I'd rather not put myself in a box - I like plants and fish - always have done, even when many people were putting plastic plants in their tanks and  before 'high tech' and EI became a thing.


----------



## GreggZ (14 Mar 2022)

dean said:


> Then you are an aquascaper first and an aquarist 2nd
> Because it’s the look of the tank that’s most important to ie the colours of the males
> An aquarist would never buy just males
> 
> ...


No actually quite the opposite. I've been keeping Rainbowfish for about 40 years and am actively involved in the Rainbowfish community. In my tank the fish came first and and it will likely always be that way.

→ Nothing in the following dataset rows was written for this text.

PR #702, opened 2019-01-03
Run `dep ensure`.

Harwayne:
## Proposed Changes

- Run `dep ensure`.


Harwayne:
Thank you for the explanation. This PR is totally unneeded as `hack/update-deps.sh` removes the files this PR was trying to add.

PR #703, opened 2019-01-04
fix(README): tiny cosmetic formatting fix

rhuss:
## Proposed Changes

- align CRD formatting with other links


samodell:
This also opens the larger question of consistency-- if you follow the links to these pages, they don't always put these words in ``, even across the same page. I created issue #707 so we can track this. For now, I do think merging this eliminates how bad this list looks with only one element not in code formatting, so I'll go ahead and merge this in.

/ok-to-test
/approve
/lgtm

Over those years I have kept both mixed sex and all male tanks. There are lot's of myths out there. One I have heard many times over the years is that adult male Rainbowfish will not be as colorful in an all male tank. This is simply not true. My males still display/flash to each other on a daily basis. I've posted hundreds of pics of my fully adult males over the years and people can judge for themselves as to their color.

So your definition of what an aquarist is different than mine. And that's fine. I can tell you I have kept Rainbowfish that live unusually long lives, many times keeping full mature adult males past a decade. If that's not being an aquarist then I guess like I said we just have different definitions.

My tank is featured this month in the Aquarium Hobbyist Magazine. As you will note the main focus is Rainbows. And the funny thing is it well known in the Rainbowfish community that all Rainbows show better color in a planted environment. So again in my opinion you can do both quite well and no need to choose one or the other.


----------



## ElleDee (14 Mar 2022)

This is such a funny question to me because I'm a professional plant person, but I definitely am in the hobby more for the fish. If it were more about the plants, I would stay with a smaller tank, add CO2, and go for something immaculate. Instead I'm going bigger and planning the scape around the livestock and not vice versa.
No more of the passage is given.